Stored entries:

++++++++

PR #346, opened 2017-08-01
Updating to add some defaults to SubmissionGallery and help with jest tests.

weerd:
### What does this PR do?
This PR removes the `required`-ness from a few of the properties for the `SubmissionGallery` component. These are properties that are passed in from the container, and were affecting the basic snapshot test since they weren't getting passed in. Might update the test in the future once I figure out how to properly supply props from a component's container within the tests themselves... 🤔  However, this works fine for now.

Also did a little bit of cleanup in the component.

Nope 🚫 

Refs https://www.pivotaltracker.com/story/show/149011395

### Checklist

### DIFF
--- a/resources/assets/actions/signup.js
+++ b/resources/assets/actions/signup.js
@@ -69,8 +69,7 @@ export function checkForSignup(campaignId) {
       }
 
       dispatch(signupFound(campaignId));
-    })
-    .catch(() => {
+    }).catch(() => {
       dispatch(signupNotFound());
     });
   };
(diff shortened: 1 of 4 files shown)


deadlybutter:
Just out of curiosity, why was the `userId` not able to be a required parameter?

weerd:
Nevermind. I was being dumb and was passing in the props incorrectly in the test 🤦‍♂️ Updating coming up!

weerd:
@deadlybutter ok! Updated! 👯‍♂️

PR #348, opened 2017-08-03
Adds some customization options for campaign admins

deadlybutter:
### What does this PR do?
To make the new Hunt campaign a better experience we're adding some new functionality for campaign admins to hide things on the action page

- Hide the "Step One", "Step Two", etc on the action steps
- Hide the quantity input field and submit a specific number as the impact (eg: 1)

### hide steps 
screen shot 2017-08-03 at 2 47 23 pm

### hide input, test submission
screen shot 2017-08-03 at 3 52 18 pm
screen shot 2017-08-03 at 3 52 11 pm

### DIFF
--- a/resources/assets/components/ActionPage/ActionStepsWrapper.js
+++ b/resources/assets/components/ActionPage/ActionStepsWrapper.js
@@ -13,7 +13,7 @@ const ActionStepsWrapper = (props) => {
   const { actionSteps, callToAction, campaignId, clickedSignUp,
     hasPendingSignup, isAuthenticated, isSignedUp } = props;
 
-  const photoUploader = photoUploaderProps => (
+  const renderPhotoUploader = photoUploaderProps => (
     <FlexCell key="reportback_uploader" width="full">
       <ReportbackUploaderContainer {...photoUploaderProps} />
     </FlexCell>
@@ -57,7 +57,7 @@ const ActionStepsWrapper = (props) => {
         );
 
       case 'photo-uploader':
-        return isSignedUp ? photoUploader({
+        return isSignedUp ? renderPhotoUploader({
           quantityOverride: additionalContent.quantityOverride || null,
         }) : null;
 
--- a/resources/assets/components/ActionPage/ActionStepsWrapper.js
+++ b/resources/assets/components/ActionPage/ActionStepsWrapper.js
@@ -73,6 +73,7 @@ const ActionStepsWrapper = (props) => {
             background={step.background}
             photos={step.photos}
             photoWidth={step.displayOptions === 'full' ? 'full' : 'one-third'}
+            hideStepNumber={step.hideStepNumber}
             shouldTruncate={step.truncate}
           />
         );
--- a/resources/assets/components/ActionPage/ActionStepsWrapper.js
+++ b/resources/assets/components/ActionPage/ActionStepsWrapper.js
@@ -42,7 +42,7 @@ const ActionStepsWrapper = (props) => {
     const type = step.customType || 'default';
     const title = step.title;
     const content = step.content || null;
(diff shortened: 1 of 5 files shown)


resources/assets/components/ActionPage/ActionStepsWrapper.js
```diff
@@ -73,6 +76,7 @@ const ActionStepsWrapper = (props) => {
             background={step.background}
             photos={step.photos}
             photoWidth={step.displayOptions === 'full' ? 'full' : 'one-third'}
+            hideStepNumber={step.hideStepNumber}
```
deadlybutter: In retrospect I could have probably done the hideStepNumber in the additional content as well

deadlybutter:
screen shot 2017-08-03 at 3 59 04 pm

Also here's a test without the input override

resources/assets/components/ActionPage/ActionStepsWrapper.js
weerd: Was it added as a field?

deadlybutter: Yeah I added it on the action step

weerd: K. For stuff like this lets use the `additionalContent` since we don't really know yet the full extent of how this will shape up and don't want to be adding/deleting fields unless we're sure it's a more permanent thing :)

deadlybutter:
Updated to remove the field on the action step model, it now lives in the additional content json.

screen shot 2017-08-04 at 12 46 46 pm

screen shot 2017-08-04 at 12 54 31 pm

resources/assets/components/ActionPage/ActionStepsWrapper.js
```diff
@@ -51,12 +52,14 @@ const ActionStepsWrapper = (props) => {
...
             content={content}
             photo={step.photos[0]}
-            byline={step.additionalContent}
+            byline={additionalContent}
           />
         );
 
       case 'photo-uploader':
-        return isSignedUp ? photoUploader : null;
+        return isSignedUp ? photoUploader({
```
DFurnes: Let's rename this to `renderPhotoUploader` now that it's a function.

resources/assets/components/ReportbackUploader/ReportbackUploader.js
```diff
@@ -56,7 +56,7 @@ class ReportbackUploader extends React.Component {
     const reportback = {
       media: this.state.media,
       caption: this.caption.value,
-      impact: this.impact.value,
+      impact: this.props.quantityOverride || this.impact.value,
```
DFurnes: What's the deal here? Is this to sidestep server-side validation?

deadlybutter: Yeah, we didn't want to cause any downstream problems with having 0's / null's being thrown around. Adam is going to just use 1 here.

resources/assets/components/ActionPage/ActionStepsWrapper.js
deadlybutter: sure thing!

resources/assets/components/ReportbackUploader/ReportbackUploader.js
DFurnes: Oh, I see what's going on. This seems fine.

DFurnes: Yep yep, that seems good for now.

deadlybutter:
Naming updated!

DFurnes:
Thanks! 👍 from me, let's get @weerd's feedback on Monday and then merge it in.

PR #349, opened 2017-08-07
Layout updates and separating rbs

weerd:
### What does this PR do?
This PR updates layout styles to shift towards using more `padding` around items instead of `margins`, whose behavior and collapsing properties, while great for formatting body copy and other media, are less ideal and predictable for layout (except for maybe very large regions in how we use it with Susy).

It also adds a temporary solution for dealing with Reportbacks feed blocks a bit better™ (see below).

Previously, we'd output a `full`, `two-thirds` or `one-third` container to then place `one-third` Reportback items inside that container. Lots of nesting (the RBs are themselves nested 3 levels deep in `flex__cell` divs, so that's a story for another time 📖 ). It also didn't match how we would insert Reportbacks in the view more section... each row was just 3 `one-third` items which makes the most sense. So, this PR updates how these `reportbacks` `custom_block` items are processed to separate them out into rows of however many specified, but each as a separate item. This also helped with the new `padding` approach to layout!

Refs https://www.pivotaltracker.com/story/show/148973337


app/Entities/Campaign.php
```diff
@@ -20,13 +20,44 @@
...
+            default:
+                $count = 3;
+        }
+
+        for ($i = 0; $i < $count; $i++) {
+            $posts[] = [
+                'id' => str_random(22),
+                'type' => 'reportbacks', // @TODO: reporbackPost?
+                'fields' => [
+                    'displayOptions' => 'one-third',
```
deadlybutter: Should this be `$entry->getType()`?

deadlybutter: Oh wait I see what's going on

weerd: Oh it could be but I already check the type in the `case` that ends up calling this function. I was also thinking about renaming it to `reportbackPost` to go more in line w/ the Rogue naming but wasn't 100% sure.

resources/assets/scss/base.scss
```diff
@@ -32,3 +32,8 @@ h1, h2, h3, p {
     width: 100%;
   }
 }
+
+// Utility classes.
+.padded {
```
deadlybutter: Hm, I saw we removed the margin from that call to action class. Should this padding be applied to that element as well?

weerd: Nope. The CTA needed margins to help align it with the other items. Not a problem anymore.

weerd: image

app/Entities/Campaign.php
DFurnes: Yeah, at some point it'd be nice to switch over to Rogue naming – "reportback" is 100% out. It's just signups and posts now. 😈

++++++++

Write each record out again exactly.

PR #346, opened 2017-08-01
Updating to add some defaults to SubmissionGallery and help with jest tests.

weerd:
### What does this PR do?
This PR removes the `required`-ness from a few of the properties for the `SubmissionGallery` component. These are properties that are passed in from the container, and were affecting the basic snapshot test since they weren't getting passed in. Might update the test in the future once I figure out how to properly supply props from a component's container within the tests themselves... 🤔  However, this works fine for now.

Also did a little bit of cleanup in the component.

Nope 🚫 

Refs https://www.pivotaltracker.com/story/show/149011395

### Checklist

### DIFF
--- a/resources/assets/actions/signup.js
+++ b/resources/assets/actions/signup.js
@@ -69,8 +69,7 @@ export function checkForSignup(campaignId) {
       }
 
       dispatch(signupFound(campaignId));
-    })
-    .catch(() => {
+    }).catch(() => {
       dispatch(signupNotFound());
     });
   };
(diff shortened: 1 of 4 files shown)


deadlybutter:
Just out of curiosity, why was the `userId` not able to be a required parameter?

weerd:
Nevermind. I was being dumb and was passing in the props incorrectly in the test 🤦‍♂️ Updating coming up!

weerd:
@deadlybutter ok! Updated! 👯‍♂️

PR #348, opened 2017-08-03
Adds some customization options for campaign admins

deadlybutter:
### What does this PR do?
To make the new Hunt campaign a better experience we're adding some new functionality for campaign admins to hide things on the action page

- Hide the "Step One", "Step Two", etc on the action steps
- Hide the quantity input field and submit a specific number as the impact (eg: 1)

### hide steps 
screen shot 2017-08-03 at 2 47 23 pm

### hide input, test submission
screen shot 2017-08-03 at 3 52 18 pm
screen shot 2017-08-03 at 3 52 11 pm

### DIFF
--- a/resources/assets/components/ActionPage/ActionStepsWrapper.js
+++ b/resources/assets/components/ActionPage/ActionStepsWrapper.js
@@ -13,7 +13,7 @@ const ActionStepsWrapper = (props) => {
   const { actionSteps, callToAction, campaignId, clickedSignUp,
     hasPendingSignup, isAuthenticated, isSignedUp } = props;
 
-  const photoUploader = photoUploaderProps => (
+  const renderPhotoUploader = photoUploaderProps => (
     <FlexCell key="reportback_uploader" width="full">
       <ReportbackUploaderContainer {...photoUploaderProps} />
     </FlexCell>
@@ -57,7 +57,7 @@ const ActionStepsWrapper = (props) => {
         );
 
       case 'photo-uploader':
-        return isSignedUp ? photoUploader({
+        return isSignedUp ? renderPhotoUploader({
           quantityOverride: additionalContent.quantityOverride || null,
         }) : null;
 
--- a/resources/assets/components/ActionPage/ActionStepsWrapper.js
+++ b/resources/assets/components/ActionPage/ActionStepsWrapper.js
@@ -73,6 +73,7 @@ const ActionStepsWrapper = (props) => {
             background={step.background}
             photos={step.photos}
             photoWidth={step.displayOptions === 'full' ? 'full' : 'one-third'}
+            hideStepNumber={step.hideStepNumber}
             shouldTruncate={step.truncate}
           />
         );
--- a/resources/assets/components/ActionPage/ActionStepsWrapper.js
+++ b/resources/assets/components/ActionPage/ActionStepsWrapper.js
@@ -42,7 +42,7 @@ const ActionStepsWrapper = (props) => {
     const type = step.customType || 'default';
     const title = step.title;
     const content = step.content || null;
(diff shortened: 1 of 5 files shown)


resources/assets/components/ActionPage/ActionStepsWrapper.js
```diff
@@ -73,6 +76,7 @@ const ActionStepsWrapper = (props) => {
             background={step.background}
             photos={step.photos}
             photoWidth={step.displayOptions === 'full' ? 'full' : 'one-third'}
+            hideStepNumber={step.hideStepNumber}
```
deadlybutter: In retrospect I could have probably done the hideStepNumber in the additional content as well

deadlybutter:
screen shot 2017-08-03 at 3 59 04 pm

Also here's a test without the input override

resources/assets/components/ActionPage/ActionStepsWrapper.js
weerd: Was it added as a field?

deadlybutter: Yeah I added it on the action step

weerd: K. For stuff like this lets use the `additionalContent` since we don't really know yet the full extent of how this will shape up and don't want to be adding/deleting fields unless we're sure it's a more permanent thing :)

deadlybutter:
Updated to remove the field on the action step model, it now lives in the additional content json.

screen shot 2017-08-04 at 12 46 46 pm

screen shot 2017-08-04 at 12 54 31 pm

resources/assets/components/ActionPage/ActionStepsWrapper.js
```diff
@@ -51,12 +52,14 @@ const ActionStepsWrapper = (props) => {
...
             content={content}
             photo={step.photos[0]}
-            byline={step.additionalContent}
+            byline={additionalContent}
           />
         );
 
       case 'photo-uploader':
-        return isSignedUp ? photoUploader : null;
+        return isSignedUp ? photoUploader({
```
DFurnes: Let's rename this to `renderPhotoUploader` now that it's a function.

resources/assets/components/ReportbackUploader/ReportbackUploader.js
```diff
@@ -56,7 +56,7 @@ class ReportbackUploader extends React.Component {
     const reportback = {
       media: this.state.media,
       caption: this.caption.value,
-      impact: this.impact.value,
+      impact: this.props.quantityOverride || this.impact.value,
```
DFurnes: What's the deal here? Is this to sidestep server-side validation?

deadlybutter: Yeah, we didn't want to cause any downstream problems with having 0's / null's being thrown around. Adam is going to just use 1 here.

resources/assets/components/ActionPage/ActionStepsWrapper.js
deadlybutter: sure thing!

resources/assets/components/ReportbackUploader/ReportbackUploader.js
DFurnes: Oh, I see what's going on. This seems fine.

DFurnes: Yep yep, that seems good for now.

deadlybutter:
Naming updated!

DFurnes:
Thanks! 👍 from me, let's get @weerd's feedback on Monday and then merge it in.

PR #349, opened 2017-08-07
Layout updates and separating rbs

weerd:
### What does this PR do?
This PR updates layout styles to shift towards using more `padding` around items instead of `margins`, whose behavior and collapsing properties, while great for formatting body copy and other media, are less ideal and predictable for layout (except for maybe very large regions in how we use it with Susy).

It also adds a temporary solution for dealing with Reportbacks feed blocks a bit better™ (see below).

Previously, we'd output a `full`, `two-thirds` or `one-third` container to then place `one-third` Reportback items inside that container. Lots of nesting (the RBs are themselves nested 3 levels deep in `flex__cell` divs, so that's a story for another time 📖 ). It also didn't match how we would insert Reportbacks in the view more section... each row was just 3 `one-third` items which makes the most sense. So, this PR updates how these `reportbacks` `custom_block` items are processed to separate them out into rows of however many specified, but each as a separate item. This also helped with the new `padding` approach to layout!

Refs https://www.pivotaltracker.com/story/show/148973337


app/Entities/Campaign.php
```diff
@@ -20,13 +20,44 @@
...
+            default:
+                $count = 3;
+        }
+
+        for ($i = 0; $i < $count; $i++) {
+            $posts[] = [
+                'id' => str_random(22),
+                'type' => 'reportbacks', // @TODO: reporbackPost?
+                'fields' => [
+                    'displayOptions' => 'one-third',
```
deadlybutter: Should this be `$entry->getType()`?

deadlybutter: Oh wait I see what's going on

weerd: Oh it could be but I already check the type in the `case` that ends up calling this function. I was also thinking about renaming it to `reportbackPost` to go more in line w/ the Rogue naming but wasn't 100% sure.

resources/assets/scss/base.scss
```diff
@@ -32,3 +32,8 @@ h1, h2, h3, p {
     width: 100%;
   }
 }
+
+// Utility classes.
+.padded {
```
deadlybutter: Hm, I saw we removed the margin from that call to action class. Should this padding be applied to that element as well?

weerd: Nope. The CTA needed margins to help align it with the other items. Not a problem anymore.

weerd: image

app/Entities/Campaign.php
DFurnes: Yeah, at some point it'd be nice to switch over to Rogue naming – "reportback" is 100% out. It's just signups and posts now. 😈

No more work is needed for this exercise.